Les ondes gravitationnelles : quelles retombées ? (éditorial 8/2020)

Michel Giannoni

Depuis la première détection des ondes gravitationnelles par les interféromètres LIGO, le 14 septembre 2015, les astrophysiciens ont à disposition
un nouvel outil pour observer l’Univers : l’astronomie gravitationnelle. Cinq ans après cette découverte, quels ont été les apports de ces nouveaux messagers cosmiques ?
Des connaissances, bien sûr. Tout d’abord celle de leur vitesse, que la théorie de la relativité générale avait prédite comme étant celle de la lumière. La détection en 2017, par l’instrument Virgo, de la fusion de deux étoiles à neutrons, a confirmé cette prédiction, à un facteur 10-15 près. Par ailleurs, les ondes gravitationnelles engendrées par ce phénomène cataclysmique ont permis de calculer la distance à laquelle il s’est produit, tandis que les ondes électromagnétiques émises par le sursaut gamma concomitant ont servi à calculer la vitesse de récession de l’astre nouvellement créé, apportant ainsi une plus grande précision à la valeur de la constante de Hubble. Il s’agit là – et c’est un événement historique – du premier véritable exemple d’astronomie multimessager.
Certes, à la fin du siècle dernier, la découverte des neutrinos solaires a donné naissance à l'astronomie neutrino, qui a permis d’effectuer des observations jusqu'alors impossibles, comme celle de la structure interne du Soleil.
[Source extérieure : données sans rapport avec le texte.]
Issue #1817, opened 2021-02-25
[BUG] Developer build with local modifications fails during verify phase


jlowe:
**Describe the bug**
When performing a `mvn verify` build as a developer, the build will fail if there are any checkouts.  This check was added by #1809 but should only happen on precommit builds, not developer builds.  This behavior should be controlled via a Maven profile that is not enabled by default.

**Steps/Code to reproduce bug**
Make some changes and try to build with `mvn verify`

**Expected behavior**
Developer builds succeed despite checkedout files which are common in developer environments.

pxLi:
sounds reasonable, let me add a profile for it

sameerz:
Closed by #1820

PR #1820, opened 2021-02-26
[BUG] make modified check pre-merge only

pxLi:

fix https://github.com/NVIDIA/spark-rapids/issues/1817 by adding a pre-merge profile

only when `pre-merge` profile is explicitly enabled, the modified_files check would be executed. verified locally


pxLi:
build

GaryShen2008 (approved):

PR #1839, opened 2021-03-01
Refactor join code to reduce duplicated code

### LINKED ISSUE #412: [FEA] Shim followup - Investigate commonizing join code in Shims
Since spark 3.1.0 changed the base HashJoin class, the shims had to copy a lot of code. Investigate if we can have a base class that shares as much code as possible.

jlowe:
Fixes #412.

Mais détecter ces particules est un véritable défi, en raison de leur très faible interaction avec la matière, si
bien que jusqu’à ce jour, cette méthode n’a été capable de révéler que trois événements.
La découverte des ondes gravitationnelles a aussi contribué à faire évoluer les technologies. Elle a nécessité le développement de détecteurs interférométriques d’une sensibilité extraordinaire, capables de déceler d'infimes variations de distance. Lors de l’épisode de 2015, les miroirs des cavités des instruments LIGO ont subi un déplacement de 10-18 m, un millier de fois inférieur à la taille du proton.
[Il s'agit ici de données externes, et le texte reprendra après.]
PR #1843, opened 2021-03-02
Refactor GpuGenerateExec and Explode

sperlingxx:
This pull request is to refactor `GpuGenerateExec` in order to support GPU generators with a more general approach, as `GpuGenerateExec` we had before is specialized for `Explode(CreateArray(_))`.

In this PR,  we rework  `GpuGenerateExec` with a new interface `GpuGenerator`. The core abstract method of `GpuGenerator` is `generate`, which performing the entire generating process.  The new `GpuGenerateExec` works like a delegation of  the GpuGenerators. For new `GpuGenerateExec`, it orchestrates input columns and calls `GpuGenerator.generate`  to apply generation.

In addition, in this PR, `LiteralExprMeta` is modified to provide a tricky support of `GpuLiteral` on ArrayData: transforming `Literal(ArrayType(BaseType))` into `CreateArray(Literal(BaseType):_*)`.


sperlingxx:
build

sperlingxx:
build

sperlingxx:
build

integration_tests/src/main/python/generate_expr_test.py
```diff
@@ -63,3 +68,33 @@ def test_explode_litarray(data_gen):
             lambda spark : four_op_df(spark, data_gen).select(f.col('a'), f.col('b'), f.col('c'), 
                 f.explode(array_lit)))
 
+#sort locally because of https://github.com/NVIDIA/spark-rapids/issues/84
```
revans2, line 71: This only applies to sorting floating point values.  There are no floating point values in this test so we should remove the comment and sort on the GPU.

integration_tests/src/main/python/generate_expr_test.py
```diff
@@ -63,3 +68,33 @@ def test_explode_litarray(data_gen):
...
+def test_explode_split_string():
+    str_gen = StringGen('([ABC]{0,3}_?){0,7}').with_special_case('').with_special_pattern('.{0,10}')
+    assert_gpu_and_cpu_are_equal_collect(
+            lambda spark : two_col_df(spark, int_gen, str_gen).selectExpr('a', 'explode(split(b, "_"))'))
+    assert_gpu_and_cpu_are_equal_collect(
+            lambda spark : two_col_df(spark, int_gen, str_gen).selectExpr(
+                'a', 'explode(split(b, "_")) as c').selectExpr(
+                'a', 'explode(split(c, "A"))'))
+
+#sort locally because of https://github.com/NVIDIA/spark-rapids/issues/84
```
revans2, line 83: Again no float/double values in the tests so this does not apply.

integration_tests/src/main/python/generate_expr_test.py
```diff
@@ -63,3 +68,33 @@ def test_explode_litarray(data_gen):
...
+# After 3.1.0 is the min spark version we can drop this
+@ignore_order(local=True)
+def test_explode_from_parquet(spark_tmp_path):
```
revans2, line 86: What indication do we have that reading from parquet will cause different results compared to just doing the explode directly.  I personally would much rather see us cover all of the types that explode supports instead of covering a few things that might come before it in a plan.

sql-plugin/src/main/scala/com/nvidia/spark/rapids/literals.scala
```diff
@@ -233,3 +234,32 @@ case class GpuLiteral (value: Any, dataType: DataType) extends GpuLeafExpression
...
+
+  override def convertToGpu(): GpuExpression = {
+    lit.dataType match {
+      // NOTICE: There is a temporary transformation from Literal(ArrayType(BaseType)) into
+      // CreateArray(Literal(BaseType):_*). The transformation is a walkaround support for Literal
+      // of ArrayData under GPU runtime, because cuDF scalar doesn't support nested types.
+      case ArrayType(baseType, _) =>
+        val litArray = lit.value.asInstanceOf[ArrayData]
+          .array.map(GpuLiteral(_, baseType))
+        GpuCreateArray(litArray, useStringTypeWhenEmpty = false)
```
revans2, line 252: I am a bit nervous about this change.  Because cudf does not support literal arrays I would want to see a lot more testing of literal arrays in other places in queries, not just explode.

sql-plugin/src/main/scala/com/nvidia/spark/rapids/GpuOverrides.scala
```diff
@@ -2463,10 +2462,8 @@ object GpuOverrides {
     exec[GenerateExec] (
       "The backend for operations that generate more output rows than input rows like explode",
       ExecChecks(
-        TypeSig.commonCudfTypes + TypeSig.DECIMAL
-            .withPsNote(TypeEnum.ARRAY,
-              "Only literal arrays and the output of the array function are supported")
-            .nested(TypeSig.commonCudfTypes + TypeSig.NULL + TypeSig.DECIMAL),
+        TypeSig.commonCudfTypes + TypeSig.DECIMAL + TypeSig.ARRAY.nested(
+          TypeSig.commonCudfTypes + TypeSig.NULL + TypeSig.DECIMAL + TypeSig.ARRAY),
```
revans2, line 2466: So this supports arrays of arrays?

sql-plugin/src/main/scala/com/nvidia/spark/rapids/GpuOverrides.scala
```diff
@@ -2299,6 +2291,13 @@ object GpuOverrides {
         override def convertToGpu(child: Expression): GpuExpression =
           GpuMakeDecimal(child, a.precision, a.scale, a.nullOnOverflow)
       }),
+    expr[Explode](
+      "Given an input array produces a sequence of rows for each value in the array",
+      ExprChecks.unaryProject(TypeSig.all, TypeSig.all,
+        TypeSig.ARRAY.nested(TypeSig.all), TypeSig.ARRAY.nested(TypeSig.all)),
```
revans2, line 2297: Spark supports maps, but we do not.  That should be captured here.
Spark supports user defined types as part of the nesting, we do not.  That must be removed from our list of supported input types.

sql-plugin/src/main/scala/com/nvidia/spark/rapids/GpuOverrides.scala
```diff
@@ -701,19 +701,11 @@ object GpuOverrides {
     expr[Literal](
       "Holds a static value from the query",
       ExprChecks.projectNotLambda(
-        TypeSig.commonCudfTypes + TypeSig.NULL + TypeSig.DECIMAL + TypeSig.CALENDAR,
+        TypeSig.commonCudfTypes + TypeSig.NULL + TypeSig.DECIMAL + TypeSig.CALENDAR
+          + TypeSig.ARRAY.nested(TypeSig.commonCudfTypes + TypeSig.NULL
+          + TypeSig.DECIMAL + TypeSig.CALENDAR),
```
revans2, line 706: I don't think we can support an array of calendars as a literal either.  That needs to be removed.

sql-plugin/src/main/scala/com/nvidia/spark/rapids/GpuOverrides.scala
```diff
@@ -2299,6 +2291,13 @@ object GpuOverrides {
         override def convertToGpu(child: Expression): GpuExpression =
           GpuMakeDecimal(child, a.precision, a.scale, a.nullOnOverflow)
       }),
+    expr[Explode](
+      "Given an input array produces a sequence of rows for each value in the array",
```
revans2, line 2295: Here would be a good place to add a note about outer not being supported. It might even be nice to have something for the ExprMeta that we produce that could some how tell GenerateExec if it supports outer/inner/etc, but I am not sure if it is worth the engineering effort to do it.

sql-plugin/src/main/scala/com/nvidia/spark/rapids/GpuGenerateExec.scala
```diff
@@ -122,75 +201,25 @@ case class GpuGenerateExec(
...
-            }
+    val generatorProjectList: Seq[GpuExpression] =
+      GpuBindReferences.bindGpuReferences(generator.children, child.output)
+    val othersProjectList: Seq[GpuExpression] =
+      GpuBindReferences.bindGpuReferences(requiredChildOutput, child.output)
+
+    child.executeColumnar().map { inputFromChild =>
+      withResource(inputFromChild) { input =>
+        withResource(new NvtxWithMetrics("GpuGenerateExec", NvtxColor.PURPLE, totalTime)) { _ =>
+          // Project input columns, setting other columns ahead of generator's input columns.
```
revans2, line 212: We lost the optimizations we had in place to reduce total memory used when exploding a literal array.  We need to have a way to put that back in.  Similarly this has no memory optimizations.  It is very easy to have the amount of memory used in an output batch grow to a massive size because of the number of elements in the array/map passed in. At a minimum when we don't know if it is a literal/scalar value passed in for the explode, then we need to have the generator do some estimation to split up the input batch into smaller manageable chunks so we have some confidence that we will be close to the desired output batch size.

sql-plugin/src/main/scala/com/nvidia/spark/rapids/GpuGenerateExec.scala
```diff
@@ -36,75 +35,155 @@ class GpuGenerateExecSparkPlanMeta(
...
+
+case class GpuExplode(child: Expression) extends GpuExplodeBase {
+  override val position: Boolean = false
+
+  override def generate(inputBatch: ColumnarBatch,
+    generatorOffset: Int,
+    outer: Boolean): ColumnarBatch = {
+
+    require(inputBatch.numCols() - 1 == generatorOffset,
+      "GpuExplode should has and only has one input attribute")
```
revans2, line 163: Internal Error GpuExplode supports one and only one input attribute.

sql-plugin/src/main/scala/com/nvidia/spark/rapids/GpuGenerateExec.scala
```diff
@@ -36,75 +35,155 @@ class GpuGenerateExecSparkPlanMeta(
...
+   *              given `generator` is empty.
+   *
+   * @return result ColumnarBatch
+   */
+  def generate(inputBatch: ColumnarBatch,
+    generatorOffset: Int,
+    outer: Boolean): ColumnarBatch
+}
+
+trait GpuCollectionGenerator extends GpuGenerator {
```
revans2, line 105: I'm not sure that we need to match the Spark class hierarchy here.  Spark is doing outer/etc in a very different way and the CollectionGenerator in Spark is really there for code generation, as per the comments on that class. I think we can clean things up for now and add them back in, if we reach a situation where we need it.

integration_tests/src/main/python/generate_expr_test.py
```diff
@@ -63,3 +68,33 @@ def test_explode_litarray(data_gen):
             lambda spark : four_op_df(spark, data_gen).select(f.col('a'), f.col('b'), f.col('c'), 
                 f.explode(array_lit)))
 
+#sort locally because of https://github.com/NVIDIA/spark-rapids/issues/84
+# After 3.1.0 is the min spark version we can drop this
+@ignore_order(local=True)
+def test_explode_split_string():
+    str_gen = StringGen('([ABC]{0,3}_?){0,7}').with_special_case('').with_special_pattern('.{0,10}')
+    assert_gpu_and_cpu_are_equal_collect(
+            lambda spark : two_col_df(spark, int_gen, str_gen).selectExpr('a', 'explode(split(b, "_"))'))
```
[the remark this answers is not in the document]
sperlingxx: At here, split is to generate array data (from string). The intention of this test is to prove `GpuExplode` is able to run with child expressions other than `GpuMakeArray` and `GpuLiteral`.

integration_tests/src/main/python/generate_expr_test.py
```diff
@@ -63,3 +68,33 @@ def test_explode_litarray(data_gen):
...
+    assert_gpu_and_cpu_are_equal_collect(
```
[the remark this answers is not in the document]
sperlingxx: Done.

integration_tests/src/main/python/generate_expr_test.py
sperlingxx: Done.

integration_tests/src/main/python/generate_expr_test.py
sperlingxx: Done.

sperlingxx:
build

sql-plugin/src/main/scala/com/nvidia/spark/rapids/GpuGenerateExec.scala
sperlingxx: Done.

sql-plugin/src/main/scala/com/nvidia/spark/rapids/GpuGenerateExec.scala
sperlingxx: I put back memory optimization via splitting up the input batch into smaller manageable chunks.
If it is a  literal/scalar value passed in for the explode, which means number of row expansion are fixed, we can figure out number of splits from meta data.
If not, we estimate the number of row expansion with calculating average array size of sampling data.

sql-plugin/src/main/scala/com/nvidia/spark/rapids/GpuOverrides.scala
sperlingxx: I created `GeneratorExprMeta` to wrap `outerSupport` attribute for Generators.

sperlingxx:
build

sql-plugin/src/main/scala/com/nvidia/spark/rapids/GpuGenerateExec.scala
sperlingxx: I removed this.

sql-plugin/src/main/scala/com/nvidia/spark/rapids/GpuOverrides.scala
sperlingxx: Removed.

integration_tests/src/main/python/generate_expr_test.py
```diff
@@ -27,6 +28,9 @@ def four_op_df(spark, gen, length=2048, seed=0):
         ('c', gen),
         ('d', gen)], nullable=False), length=length, seed=seed)
 
+"""
+below tests are temporarily disabled because explode_position has not been supported in cuDF-nightly
```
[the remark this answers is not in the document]
sperlingxx: I added `GpuPosExplode`. So, these tests are enabled now.

sql-plugin/src/main/scala/com/nvidia/spark/rapids/GpuOverrides.scala
sperlingxx: No, we don't support nested array in current. Here is a mistake, I've fixed it.

sql-plugin/src/main/scala/com/nvidia/spark/rapids/literals.scala
sperlingxx: I've added some tests for Literal(ArrayData) in `ProjectExprSuite`.

integration_tests/src/main/python/generate_expr_test.py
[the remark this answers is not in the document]
revans2: But Parquet is not an expression, it is a separate plan stage. I am fine with the string split, if we document that is what we are trying to test. The parquet test I am still not convinced that we need.

sql-plugin/src/main/scala/com/nvidia/spark/rapids/literals.scala
revans2: OK Can we have a follow on issue to remove this once cudf supports scalar arrays? Which should be fairly soon.

sql-plugin/src/main/scala/com/nvidia/spark/rapids/GpuGenerateExec.scala
```diff
@@ -36,75 +36,219 @@ class GpuGenerateExecSparkPlanMeta(
...
+      }
+  }
+
+  // In terms of GpuExplodeBase, split number should be array size of each row. It is because
+  // we would like to keep size of output batches close to input ones in case of OOM caused by
+  // expanded output.
+  override def inputSplitNum(genIn: ColumnarBatch, outer: Boolean): Int = {
+    // only split up input batch if it is large enough
+    if (genIn.numRows() < SPLIT_BATCH_THRESHOLD) return 1
+
```
revans2, line 158: I would prefer to see us do something more like the following in determining the splits.
This is just pseudo code.
```
val baseVectors = GpuColumnVector.extractBases(genIn)

// Get the vectors that are going to explode in size because of the array column
val columnsThatWillBeRepeated = baseVectors.slice(0, generatorOffset)
val averageRowSizeToBeRepeated = columnsThatWillBeRepeated.map(_.getDeviceMemorySize()).sum().toDouble / genIn.numRows

// Get the  average row size of the column that we are going to explode
// along with an estimate of how much the output will explode by
val (averageExplodeColumnSize, averageExplodeColumnLength) = withResource(baseVectors(generatorOffset).getChildColumnView(0)) { listDataColumn =>
    val totalCount = listDataColumn.getRowCount
    val totalSize = listDataColumn.getDeviceMemorySize
    (totalSize.toDouble/totalCount, totalCount.toDouble/genIn.numRows)
}
// The estimated size in bytes for each output row
val estimatedOutputRowSize = averageRowSizeToBeRepeated + averageExplodeColumnSize
// The maximum number of rows per split to hit the targetSize in bytes
val maxTargetOutputRowCount =  Math.min(Int.MaxValue, targetSizeBytes/estimatedOutputRowSize).toInt
// How many output rows do we think will be produced by the explode in total
val estimatedOutputRows = genIn.numRows * averageExplodeColumnLength
// how may splits will we need to keep the output size under the target size
val numSplits = ceil(estimatedOutputRows/maxTargetOutputRowCount)
```

revans2:
I also really want to see some performance and memory usage numbers for the case with a literal array column.  We have a use case where we are pushing the limit in that respect, and if the numbers are too high we are going to need to figure out a better way to lazily evaluate the columns instead of materializing all of the data up front.

sperlingxx:
build

sql-plugin/src/main/scala/com/nvidia/spark/rapids/GpuGenerateExec.scala
sperlingxx: According to above pseudo code, I reworked the method to determine the splits. I made some simplification on the basis of pseudo code, removing the computation of average values.

sql-plugin/src/main/scala/com/nvidia/spark/rapids/GpuGenerateExec.scala
```diff
@@ -36,75 +36,219 @@ class GpuGenerateExecSparkPlanMeta(
...
+   * generators may produce multiple records for each input record, which make output batch size
+   * much larger than input size.
+   *
+   * @param generatorInput input batch, only containing columns for generation
+   * @param outer when true, each input row will be output at least once, even if the output of the
+   *              given `generator` is empty.
+   *
+   * @return recommended number of splits for given input batch
+   */
+  def inputSplitNum(generatorInput: ColumnarBatch, outer: Boolean): Int = 1
```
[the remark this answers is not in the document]
sperlingxx: I added the helper method  `def generateSplitIndices(rows: Long, numSplits: Int): Array[Int]` into `GpuBatchUtils.scala`, which helps finding even split points given number of splits.

sql-plugin/src/main/scala/com/nvidia/spark/rapids/GpuGenerateExec.scala
```diff
@@ -36,75 +36,219 @@ class GpuGenerateExecSparkPlanMeta(
...
+          .add("value", vt, valueContainsNull)
+      }
+  }
+
+  // In terms of GpuExplodeBase, split number should be array size of each row. It is because
+  // we would like to keep size of output batches close to input ones in case of OOM caused by
+  // expanded output.
+  override def inputSplitNum(genIn: ColumnarBatch, outer: Boolean): Int = {
+    // only split up input batch if it is large enough
+    if (genIn.numRows() < SPLIT_BATCH_THRESHOLD) return 1
```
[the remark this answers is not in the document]
sperlingxx: Removed.

sql-plugin/src/main/scala/com/nvidia/spark/rapids/literals.scala
sperlingxx: I filed an issue for this (#1902).

sperlingxx:
build

sperlingxx:
> I also really want to see some performance and memory usage numbers for the case with a literal array column. We have a use case where we are pushing the limit in that respect, and if the numbers are too high we are going to need to figure out a better way to lazily evaluate the columns instead of materializing all of the data up front.

Hi @revans2, I conducted a  benchmark to compare the performance of two kinds of implementation on literal array column. And sadly found the implementation of current PR has much poorer performance compared with the implementation of main branch.
I tried to tune the performance of current PR with configuration `spark.rapids.sql.batchSizeBytes`. The tuning will bring up some performance improvement, but still much poorer.

I performed the benchmark with below script:
```python3
@pytest.mark.parametrize('data_gen', [LongGen()], ids=idfn)
def test_explode_litarray(data_gen):
    array_lit = gen_scalar(ArrayGen(data_gen, min_length=1000, max_length=1000, nullable=False))
    spark_fn = lambda spark : four_op_df(spark, data_gen, length=1000000)\
        .select(f.col('a'), f.col('b'), f.col('c'), f.explode(array_lit))\
        .count()
    for i in range(5):
        with_gpu_session(spark_fn)
```

Here is the result in detail: https://docs.google.com/spreadsheets/d/1S84wy9Yc68yFkJmGLd6uKfEsVS-sehiZb7q_CJNn3c4/edit?usp=sharing

integration_tests/src/main/python/join_test.py
```diff
@@ -54,7 +54,7 @@ def create_df(spark, data_gen, left_length, right_length):
     right = binary_op_df(spark, data_gen, length=right_length).withColumnRenamed("a", "r_a")\
             .withColumnRenamed("b", "r_b")
     return left, right
-
+"""
```
revans2, line 57: Why are these tests commented out?

sql-plugin/src/main/scala/com/nvidia/spark/rapids/GpuGenerateExec.scala
```diff
@@ -36,75 +38,345 @@ class GpuGenerateExecSparkPlanMeta(
...
+
+  /**
+   * Extract lazy expressions from generator if exists.
+   *
+   * This is a specialized method for GPU runtime, which is called by GpuGenerateExec to determine
+   * whether current generation plan can be executed with optimized lazy array generation or not.
+   *
+   * @return fixed length lazy expressions for generation
+   */
+  def fixedLenLazyExpressions: Seq[Expression] = Nil
```
revans2, line 136: nit: we should document that Nil means there are no expressions to extract.

sql-plugin/src/main/scala/com/nvidia/spark/rapids/GpuGenerateExec.scala
```diff
@@ -36,75 +38,345 @@ class GpuGenerateExecSparkPlanMeta(
...
+      numOutputBatches: GpuMetric,
+      totalTime: GpuMetric): Iterator[ColumnarBatch] = {
+
+    val numArrayColumns = boundLazyProjectList.length
+    val numOtherColumns = boundOthersProjectList.length
+    val numExplodeColumns = if (position) 2 else 1
+
+    new Iterator[ColumnarBatch] {
+
+      var currentBatch: ColumnarBatch = _
```
revans2, line 272: nit: can we have a follow on issue filed to make this spillable? I don't want it to happen here, but we should at least be tracking it.

sql-plugin/src/main/scala/com/nvidia/spark/rapids/GpuGenerateExec.scala
```diff
@@ -36,75 +38,345 @@ class GpuGenerateExecSparkPlanMeta(
...
+        }
+        currentBatch != null
+      }
+
+      override def next(): ColumnarBatch = {
+        if (currentBatch == null || indexIntoData >= numArrayColumns) {
+          fetchNextBatch()
+        }
+        withResource(new NvtxWithMetrics("GpuGenerateExec", NvtxColor.PURPLE, totalTime)) { _ =>
+          val result = new Array[ColumnVector](numExplodeColumns + numOtherColumns)
```
revans2, line 302: nit: you can do a withResource on an Array too.

revans2 (commented):
Looks really good, just a few nits.

revans2:
Do you have updated benchmark results?

sql-plugin/src/main/scala/com/nvidia/spark/rapids/GpuGenerateExec.scala
sperlingxx: Done.

sql-plugin/src/main/scala/com/nvidia/spark/rapids/GpuGenerateExec.scala
sperlingxx: Done.

sql-plugin/src/main/scala/com/nvidia/spark/rapids/GpuGenerateExec.scala
sperlingxx: Done.

integration_tests/src/main/python/join_test.py
sperlingxx: My bad. It been fixed.

sperlingxx:
build

sperlingxx:
> Do you have updated benchmark results?

I just appended results for latest change.

revans2 (approved):
Great work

La possibilité de détecter ces ondes, dont l’existence n’était jusqu’alors qu’une théorie, est un nouveau moyen révolutionnaire d’observation du contenu de l’Univers, une nouvelle fenêtre ouverte sur le Cosmos. Parce qu’elles ne sont pas arrêtées par la matière – contrairement aux ondes électromagnétiques –, les astrophysiciens disposent désormais d’un champ nouveau d’observation, qui leur permettra de connaître certains aspects de l’Univers jusqu’alors invisibles, comme les 380’000 premières années après le Big Bang, avant que la lumière n’ait pu s’échapper de la soupe primordiale de particules.
Les ondes gravitationnelles n’auront pas du jour au lendemain des retombées spectaculaires, car elles font encore partie du domaine de la recherche. Mais patience ! Les ondes électromagnétiques, dont la découverte remonte au XIXe siècle, n’ont pas fini de trouver de nouvelles applications.